··· LISTED ENTRIES
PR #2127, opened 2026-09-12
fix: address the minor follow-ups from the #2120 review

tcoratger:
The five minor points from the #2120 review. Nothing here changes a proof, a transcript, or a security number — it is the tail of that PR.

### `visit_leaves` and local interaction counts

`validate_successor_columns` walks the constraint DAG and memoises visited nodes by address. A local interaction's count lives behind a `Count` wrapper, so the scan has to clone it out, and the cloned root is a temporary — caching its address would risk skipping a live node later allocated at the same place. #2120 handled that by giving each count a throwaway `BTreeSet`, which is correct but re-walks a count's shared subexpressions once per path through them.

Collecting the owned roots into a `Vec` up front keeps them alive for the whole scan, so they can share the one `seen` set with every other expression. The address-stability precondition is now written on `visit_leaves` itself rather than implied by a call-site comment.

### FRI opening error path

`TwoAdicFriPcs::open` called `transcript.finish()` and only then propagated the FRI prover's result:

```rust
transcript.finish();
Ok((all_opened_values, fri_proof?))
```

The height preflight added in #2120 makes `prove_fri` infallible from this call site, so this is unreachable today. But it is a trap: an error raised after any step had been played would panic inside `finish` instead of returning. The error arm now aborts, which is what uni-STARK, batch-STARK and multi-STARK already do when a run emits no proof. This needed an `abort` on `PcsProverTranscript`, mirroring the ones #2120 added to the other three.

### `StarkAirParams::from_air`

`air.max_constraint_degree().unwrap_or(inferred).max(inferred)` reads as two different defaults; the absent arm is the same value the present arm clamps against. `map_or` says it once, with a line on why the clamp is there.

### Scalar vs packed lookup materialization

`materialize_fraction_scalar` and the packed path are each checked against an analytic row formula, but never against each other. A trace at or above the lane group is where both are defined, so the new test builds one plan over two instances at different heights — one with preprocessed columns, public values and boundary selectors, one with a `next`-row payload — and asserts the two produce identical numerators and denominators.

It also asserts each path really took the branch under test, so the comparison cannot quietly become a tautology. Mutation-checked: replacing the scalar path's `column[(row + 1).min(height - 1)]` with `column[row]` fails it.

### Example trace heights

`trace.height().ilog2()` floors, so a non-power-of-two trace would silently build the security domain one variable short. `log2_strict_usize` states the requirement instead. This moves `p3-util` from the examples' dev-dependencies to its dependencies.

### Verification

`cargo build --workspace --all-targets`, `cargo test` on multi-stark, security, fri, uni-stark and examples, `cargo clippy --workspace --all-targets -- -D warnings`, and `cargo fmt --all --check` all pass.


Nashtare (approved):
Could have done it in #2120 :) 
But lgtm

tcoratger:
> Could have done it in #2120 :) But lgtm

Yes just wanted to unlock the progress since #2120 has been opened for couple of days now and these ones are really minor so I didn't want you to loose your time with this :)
······
··· LISTED ENTRIES
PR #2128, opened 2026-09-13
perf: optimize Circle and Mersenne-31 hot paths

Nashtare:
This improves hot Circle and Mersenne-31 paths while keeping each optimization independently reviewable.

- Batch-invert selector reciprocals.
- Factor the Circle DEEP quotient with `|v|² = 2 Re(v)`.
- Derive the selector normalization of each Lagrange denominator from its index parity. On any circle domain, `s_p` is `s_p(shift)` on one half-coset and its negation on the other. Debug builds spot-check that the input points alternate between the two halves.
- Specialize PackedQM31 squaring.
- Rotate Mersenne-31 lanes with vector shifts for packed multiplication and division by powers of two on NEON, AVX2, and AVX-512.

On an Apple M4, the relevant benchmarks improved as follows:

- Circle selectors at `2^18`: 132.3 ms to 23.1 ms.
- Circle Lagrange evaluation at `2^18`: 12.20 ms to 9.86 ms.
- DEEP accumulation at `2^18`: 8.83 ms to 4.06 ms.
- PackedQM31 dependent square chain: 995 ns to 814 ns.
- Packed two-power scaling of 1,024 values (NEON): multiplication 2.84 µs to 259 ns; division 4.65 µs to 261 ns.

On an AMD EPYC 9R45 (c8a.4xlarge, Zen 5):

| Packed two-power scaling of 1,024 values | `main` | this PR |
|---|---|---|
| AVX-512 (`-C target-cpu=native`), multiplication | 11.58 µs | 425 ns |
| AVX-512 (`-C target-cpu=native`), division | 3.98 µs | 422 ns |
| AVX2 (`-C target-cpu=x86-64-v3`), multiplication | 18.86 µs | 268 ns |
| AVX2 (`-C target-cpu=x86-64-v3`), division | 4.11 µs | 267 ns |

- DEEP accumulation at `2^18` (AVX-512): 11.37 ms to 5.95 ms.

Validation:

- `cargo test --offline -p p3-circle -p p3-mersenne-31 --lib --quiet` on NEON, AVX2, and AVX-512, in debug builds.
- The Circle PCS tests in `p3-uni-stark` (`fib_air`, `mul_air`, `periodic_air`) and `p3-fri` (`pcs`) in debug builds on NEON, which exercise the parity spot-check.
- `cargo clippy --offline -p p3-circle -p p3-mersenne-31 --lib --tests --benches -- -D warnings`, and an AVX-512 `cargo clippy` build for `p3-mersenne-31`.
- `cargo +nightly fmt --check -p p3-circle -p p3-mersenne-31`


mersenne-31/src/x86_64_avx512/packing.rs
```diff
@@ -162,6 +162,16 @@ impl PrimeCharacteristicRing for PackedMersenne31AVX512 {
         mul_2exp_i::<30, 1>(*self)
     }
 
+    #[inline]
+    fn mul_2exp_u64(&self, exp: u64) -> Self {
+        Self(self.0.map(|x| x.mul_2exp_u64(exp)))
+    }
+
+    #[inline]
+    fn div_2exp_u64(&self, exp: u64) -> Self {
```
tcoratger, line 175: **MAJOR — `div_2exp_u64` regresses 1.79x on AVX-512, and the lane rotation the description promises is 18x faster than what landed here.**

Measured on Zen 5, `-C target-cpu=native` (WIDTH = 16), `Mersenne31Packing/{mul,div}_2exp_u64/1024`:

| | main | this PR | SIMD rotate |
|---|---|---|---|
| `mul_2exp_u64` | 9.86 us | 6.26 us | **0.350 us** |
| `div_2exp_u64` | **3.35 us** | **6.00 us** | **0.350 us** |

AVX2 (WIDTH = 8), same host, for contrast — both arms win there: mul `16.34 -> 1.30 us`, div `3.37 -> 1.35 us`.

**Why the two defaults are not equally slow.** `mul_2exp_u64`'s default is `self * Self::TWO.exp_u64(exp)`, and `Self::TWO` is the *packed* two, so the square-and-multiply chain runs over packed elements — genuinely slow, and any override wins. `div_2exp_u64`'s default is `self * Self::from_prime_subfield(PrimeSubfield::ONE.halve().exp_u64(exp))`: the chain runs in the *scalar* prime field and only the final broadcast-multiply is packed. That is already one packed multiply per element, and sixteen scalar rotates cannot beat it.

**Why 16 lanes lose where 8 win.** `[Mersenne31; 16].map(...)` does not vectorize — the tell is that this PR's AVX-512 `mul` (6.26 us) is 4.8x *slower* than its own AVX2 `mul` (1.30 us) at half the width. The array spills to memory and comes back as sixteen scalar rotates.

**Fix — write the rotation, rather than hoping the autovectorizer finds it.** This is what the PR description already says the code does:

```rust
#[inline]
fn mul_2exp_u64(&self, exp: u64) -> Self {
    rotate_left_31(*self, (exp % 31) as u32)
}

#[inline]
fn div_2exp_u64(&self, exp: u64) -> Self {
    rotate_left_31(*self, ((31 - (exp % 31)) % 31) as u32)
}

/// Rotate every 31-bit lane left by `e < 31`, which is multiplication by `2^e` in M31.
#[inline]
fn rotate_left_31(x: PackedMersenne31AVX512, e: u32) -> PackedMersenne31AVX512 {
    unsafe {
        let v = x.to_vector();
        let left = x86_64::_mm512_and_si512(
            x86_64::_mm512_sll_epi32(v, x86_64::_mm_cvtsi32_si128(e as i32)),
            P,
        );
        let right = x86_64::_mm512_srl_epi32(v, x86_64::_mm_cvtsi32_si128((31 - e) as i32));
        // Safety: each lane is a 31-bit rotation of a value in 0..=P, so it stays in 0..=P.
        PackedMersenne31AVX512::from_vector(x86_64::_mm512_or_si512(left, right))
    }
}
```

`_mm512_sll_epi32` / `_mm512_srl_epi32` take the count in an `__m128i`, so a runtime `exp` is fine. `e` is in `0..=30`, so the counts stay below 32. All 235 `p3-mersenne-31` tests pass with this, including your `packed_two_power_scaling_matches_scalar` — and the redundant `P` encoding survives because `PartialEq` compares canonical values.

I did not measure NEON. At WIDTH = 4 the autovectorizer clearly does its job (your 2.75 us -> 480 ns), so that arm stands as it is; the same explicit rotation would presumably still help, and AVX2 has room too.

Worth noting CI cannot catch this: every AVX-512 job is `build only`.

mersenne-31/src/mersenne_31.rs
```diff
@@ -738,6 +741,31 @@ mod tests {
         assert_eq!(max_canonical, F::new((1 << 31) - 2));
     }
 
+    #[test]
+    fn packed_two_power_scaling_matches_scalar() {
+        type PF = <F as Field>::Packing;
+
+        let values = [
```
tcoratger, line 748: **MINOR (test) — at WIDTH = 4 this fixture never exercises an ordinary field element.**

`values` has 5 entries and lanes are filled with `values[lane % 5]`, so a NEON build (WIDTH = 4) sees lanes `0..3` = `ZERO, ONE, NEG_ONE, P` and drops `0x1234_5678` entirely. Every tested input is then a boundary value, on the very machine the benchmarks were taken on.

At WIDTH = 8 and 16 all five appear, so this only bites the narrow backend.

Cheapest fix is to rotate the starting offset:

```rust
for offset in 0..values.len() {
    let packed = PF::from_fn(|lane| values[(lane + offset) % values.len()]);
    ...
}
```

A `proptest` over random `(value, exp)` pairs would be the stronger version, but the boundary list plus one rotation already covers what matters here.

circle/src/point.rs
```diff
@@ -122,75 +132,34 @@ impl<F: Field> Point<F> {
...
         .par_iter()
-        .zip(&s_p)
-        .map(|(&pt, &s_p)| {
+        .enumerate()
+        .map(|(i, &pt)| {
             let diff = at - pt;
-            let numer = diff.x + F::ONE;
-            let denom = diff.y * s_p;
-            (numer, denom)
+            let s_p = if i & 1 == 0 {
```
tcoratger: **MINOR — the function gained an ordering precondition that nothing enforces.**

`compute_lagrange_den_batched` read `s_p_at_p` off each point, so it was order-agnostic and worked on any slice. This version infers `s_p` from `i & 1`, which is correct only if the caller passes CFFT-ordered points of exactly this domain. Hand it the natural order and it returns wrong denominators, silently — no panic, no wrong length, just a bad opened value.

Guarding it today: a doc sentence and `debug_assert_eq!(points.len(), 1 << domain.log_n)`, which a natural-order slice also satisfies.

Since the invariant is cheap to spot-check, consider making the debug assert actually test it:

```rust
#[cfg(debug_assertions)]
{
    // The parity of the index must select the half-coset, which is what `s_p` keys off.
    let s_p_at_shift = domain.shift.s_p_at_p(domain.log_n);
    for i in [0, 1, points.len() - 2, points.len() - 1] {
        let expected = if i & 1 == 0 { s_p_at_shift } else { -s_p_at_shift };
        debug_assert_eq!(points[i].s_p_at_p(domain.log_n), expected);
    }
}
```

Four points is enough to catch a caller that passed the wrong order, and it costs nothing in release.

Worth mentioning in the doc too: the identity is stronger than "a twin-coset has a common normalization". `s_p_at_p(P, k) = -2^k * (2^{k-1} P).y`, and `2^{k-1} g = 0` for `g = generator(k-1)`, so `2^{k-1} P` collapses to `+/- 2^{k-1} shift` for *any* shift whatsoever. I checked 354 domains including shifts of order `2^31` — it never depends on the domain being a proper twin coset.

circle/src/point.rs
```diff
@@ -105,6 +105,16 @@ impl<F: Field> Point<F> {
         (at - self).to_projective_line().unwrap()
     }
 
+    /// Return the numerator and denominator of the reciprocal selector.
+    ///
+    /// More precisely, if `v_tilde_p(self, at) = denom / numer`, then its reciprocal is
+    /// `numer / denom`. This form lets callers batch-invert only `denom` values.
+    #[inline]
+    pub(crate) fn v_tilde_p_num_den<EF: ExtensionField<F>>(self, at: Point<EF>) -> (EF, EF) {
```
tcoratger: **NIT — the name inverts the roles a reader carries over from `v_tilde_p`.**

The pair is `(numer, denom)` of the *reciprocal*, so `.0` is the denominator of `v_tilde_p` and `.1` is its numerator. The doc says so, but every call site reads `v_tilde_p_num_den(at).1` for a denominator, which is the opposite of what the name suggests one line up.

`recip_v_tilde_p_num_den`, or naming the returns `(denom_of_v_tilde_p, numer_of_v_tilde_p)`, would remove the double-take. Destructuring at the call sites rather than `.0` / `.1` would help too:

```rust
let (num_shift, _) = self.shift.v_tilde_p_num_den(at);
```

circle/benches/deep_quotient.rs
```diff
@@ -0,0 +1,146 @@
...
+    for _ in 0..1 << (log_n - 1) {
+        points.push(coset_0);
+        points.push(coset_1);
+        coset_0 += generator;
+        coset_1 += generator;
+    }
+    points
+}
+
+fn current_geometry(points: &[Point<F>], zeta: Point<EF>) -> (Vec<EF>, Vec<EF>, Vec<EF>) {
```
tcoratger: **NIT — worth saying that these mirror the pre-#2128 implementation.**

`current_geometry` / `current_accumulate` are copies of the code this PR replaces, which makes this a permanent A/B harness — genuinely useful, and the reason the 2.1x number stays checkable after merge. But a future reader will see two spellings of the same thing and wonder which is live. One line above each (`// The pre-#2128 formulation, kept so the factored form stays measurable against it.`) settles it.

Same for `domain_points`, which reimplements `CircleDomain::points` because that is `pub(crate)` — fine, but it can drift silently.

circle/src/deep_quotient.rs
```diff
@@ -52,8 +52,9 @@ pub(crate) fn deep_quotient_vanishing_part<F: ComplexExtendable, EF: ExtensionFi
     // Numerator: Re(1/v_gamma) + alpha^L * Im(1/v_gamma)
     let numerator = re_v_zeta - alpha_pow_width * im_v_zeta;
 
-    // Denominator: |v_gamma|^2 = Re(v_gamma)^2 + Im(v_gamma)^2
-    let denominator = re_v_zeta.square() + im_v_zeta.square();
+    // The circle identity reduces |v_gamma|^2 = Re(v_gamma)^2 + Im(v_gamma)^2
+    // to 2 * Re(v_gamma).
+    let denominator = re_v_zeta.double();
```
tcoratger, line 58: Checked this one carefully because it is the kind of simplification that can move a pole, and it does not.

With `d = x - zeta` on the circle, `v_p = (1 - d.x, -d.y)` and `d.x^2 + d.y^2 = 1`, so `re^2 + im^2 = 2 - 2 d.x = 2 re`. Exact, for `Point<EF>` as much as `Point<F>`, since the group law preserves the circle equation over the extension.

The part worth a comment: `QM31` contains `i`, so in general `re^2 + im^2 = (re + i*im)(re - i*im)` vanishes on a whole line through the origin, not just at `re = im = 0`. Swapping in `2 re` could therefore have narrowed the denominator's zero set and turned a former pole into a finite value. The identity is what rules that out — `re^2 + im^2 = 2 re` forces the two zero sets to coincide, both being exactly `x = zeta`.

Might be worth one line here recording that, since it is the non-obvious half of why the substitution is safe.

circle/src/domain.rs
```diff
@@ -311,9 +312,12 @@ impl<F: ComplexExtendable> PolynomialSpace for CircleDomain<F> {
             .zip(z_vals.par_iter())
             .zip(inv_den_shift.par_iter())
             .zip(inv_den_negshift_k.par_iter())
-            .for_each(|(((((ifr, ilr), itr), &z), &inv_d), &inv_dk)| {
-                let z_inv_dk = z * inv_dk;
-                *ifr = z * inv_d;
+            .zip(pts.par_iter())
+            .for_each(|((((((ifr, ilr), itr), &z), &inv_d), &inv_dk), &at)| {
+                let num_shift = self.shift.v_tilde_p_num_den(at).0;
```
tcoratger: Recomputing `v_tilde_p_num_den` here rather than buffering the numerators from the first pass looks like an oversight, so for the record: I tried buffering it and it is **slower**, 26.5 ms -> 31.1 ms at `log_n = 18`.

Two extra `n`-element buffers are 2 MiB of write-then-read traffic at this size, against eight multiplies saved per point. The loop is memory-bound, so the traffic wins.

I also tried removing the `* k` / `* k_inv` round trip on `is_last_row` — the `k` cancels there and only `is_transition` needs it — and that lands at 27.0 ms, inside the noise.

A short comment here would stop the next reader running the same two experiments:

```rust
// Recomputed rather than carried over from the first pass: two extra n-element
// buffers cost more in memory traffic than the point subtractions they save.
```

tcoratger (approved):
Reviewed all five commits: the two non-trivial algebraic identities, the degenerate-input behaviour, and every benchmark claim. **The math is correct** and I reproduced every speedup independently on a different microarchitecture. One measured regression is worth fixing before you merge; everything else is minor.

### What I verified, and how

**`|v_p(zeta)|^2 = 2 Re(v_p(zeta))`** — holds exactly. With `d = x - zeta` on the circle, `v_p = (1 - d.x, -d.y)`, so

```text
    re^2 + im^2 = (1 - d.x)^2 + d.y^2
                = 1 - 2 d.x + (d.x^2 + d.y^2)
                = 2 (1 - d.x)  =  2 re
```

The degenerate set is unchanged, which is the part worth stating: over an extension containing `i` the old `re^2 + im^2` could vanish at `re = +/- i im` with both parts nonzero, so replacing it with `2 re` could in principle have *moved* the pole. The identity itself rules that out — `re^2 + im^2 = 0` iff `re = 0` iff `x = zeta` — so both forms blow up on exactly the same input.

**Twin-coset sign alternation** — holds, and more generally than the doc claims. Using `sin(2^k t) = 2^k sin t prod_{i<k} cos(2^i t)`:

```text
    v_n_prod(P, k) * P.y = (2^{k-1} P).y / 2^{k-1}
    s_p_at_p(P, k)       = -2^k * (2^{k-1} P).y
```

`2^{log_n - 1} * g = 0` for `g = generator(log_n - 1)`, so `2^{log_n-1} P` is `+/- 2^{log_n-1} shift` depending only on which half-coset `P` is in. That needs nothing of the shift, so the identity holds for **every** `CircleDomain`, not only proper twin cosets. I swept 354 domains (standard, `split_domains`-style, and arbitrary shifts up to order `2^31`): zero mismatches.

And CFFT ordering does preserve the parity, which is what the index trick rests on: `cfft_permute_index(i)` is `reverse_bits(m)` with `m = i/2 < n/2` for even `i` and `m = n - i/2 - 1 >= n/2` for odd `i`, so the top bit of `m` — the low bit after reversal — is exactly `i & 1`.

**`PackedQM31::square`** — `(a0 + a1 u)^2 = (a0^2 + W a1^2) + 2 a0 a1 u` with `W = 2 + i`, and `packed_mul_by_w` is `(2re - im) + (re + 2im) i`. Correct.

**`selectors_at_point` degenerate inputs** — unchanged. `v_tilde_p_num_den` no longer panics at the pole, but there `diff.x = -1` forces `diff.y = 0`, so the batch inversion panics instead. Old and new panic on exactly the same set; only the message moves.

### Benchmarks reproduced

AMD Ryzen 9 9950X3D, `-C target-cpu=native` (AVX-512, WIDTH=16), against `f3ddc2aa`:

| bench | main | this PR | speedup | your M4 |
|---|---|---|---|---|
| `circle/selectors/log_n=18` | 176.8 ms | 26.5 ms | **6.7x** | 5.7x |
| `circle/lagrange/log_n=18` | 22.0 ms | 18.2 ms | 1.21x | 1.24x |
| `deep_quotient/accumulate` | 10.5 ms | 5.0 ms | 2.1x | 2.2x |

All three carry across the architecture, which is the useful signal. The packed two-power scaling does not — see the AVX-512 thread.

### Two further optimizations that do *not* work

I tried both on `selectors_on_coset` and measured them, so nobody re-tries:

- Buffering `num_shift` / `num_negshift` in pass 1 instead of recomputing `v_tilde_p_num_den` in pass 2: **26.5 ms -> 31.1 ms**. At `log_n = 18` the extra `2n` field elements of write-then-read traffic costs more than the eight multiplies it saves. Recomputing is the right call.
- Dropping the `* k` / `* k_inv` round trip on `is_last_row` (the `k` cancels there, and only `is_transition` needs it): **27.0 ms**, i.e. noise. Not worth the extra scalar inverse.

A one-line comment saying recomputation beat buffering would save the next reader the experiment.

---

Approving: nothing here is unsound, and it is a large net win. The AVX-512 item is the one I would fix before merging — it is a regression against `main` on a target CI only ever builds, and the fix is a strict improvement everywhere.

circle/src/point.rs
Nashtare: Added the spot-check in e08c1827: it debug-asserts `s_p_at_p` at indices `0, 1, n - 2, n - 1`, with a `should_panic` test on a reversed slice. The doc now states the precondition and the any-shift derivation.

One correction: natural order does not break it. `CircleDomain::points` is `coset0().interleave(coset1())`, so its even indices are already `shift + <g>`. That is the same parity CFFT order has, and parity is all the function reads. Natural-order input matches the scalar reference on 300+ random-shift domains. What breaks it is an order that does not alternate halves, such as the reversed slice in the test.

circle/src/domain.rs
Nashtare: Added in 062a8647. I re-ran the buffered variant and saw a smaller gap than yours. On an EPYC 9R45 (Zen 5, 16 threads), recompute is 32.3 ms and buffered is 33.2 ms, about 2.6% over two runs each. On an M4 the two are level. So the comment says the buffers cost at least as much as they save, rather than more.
······
> [YOUR GOAL]: Looking back over the data above, restate word for word the lines that begin at the line with "- Dropping the" and end at the line with "Nashtare: Added in", inclusive.

> [ANSWER AREA]:
- Dropping the `* k` / `* k_inv` round trip on `is_last_row` (the `k` cancels there, and only `is_transition` needs it): **27.0 ms**, i.e. noise. Not worth the extra scalar inverse.

A one-line comment saying recomputation beat buffering would save the next reader the experiment.

---

Approving: nothing here is unsound, and it is a large net win. The AVX-512 item is the one I would fix before merging — it is a regression against `main` on a target CI only ever builds, and the fix is a strict improvement everywhere.

circle/src/point.rs
Nashtare: Added the spot-check in e08c1827: it debug-asserts `s_p_at_p` at indices `0, 1, n - 2, n - 1`, with a `should_panic` test on a reversed slice. The doc now states the precondition and the any-shift derivation.

One correction: natural order does not break it. `CircleDomain::points` is `coset0().interleave(coset1())`, so its even indices are already `shift + <g>`. That is the same parity CFFT order has, and parity is all the function reads. Natural-order input matches the scalar reference on 300+ random-shift domains. What breaks it is an order that does not alternate halves, such as the reversed slice in the test.

circle/src/domain.rs
Nashtare: Added in 062a8647. I re-ran the buffered variant and saw a smaller gap than yours. On an EPYC 9R45 (Zen 5, 16 threads), recompute is 32.3 ms and buffered is 33.2 ms, about 2.6% over two runs each. On an M4 the two are level. So the comment says the buffers cost at least as much as they save, rather than more.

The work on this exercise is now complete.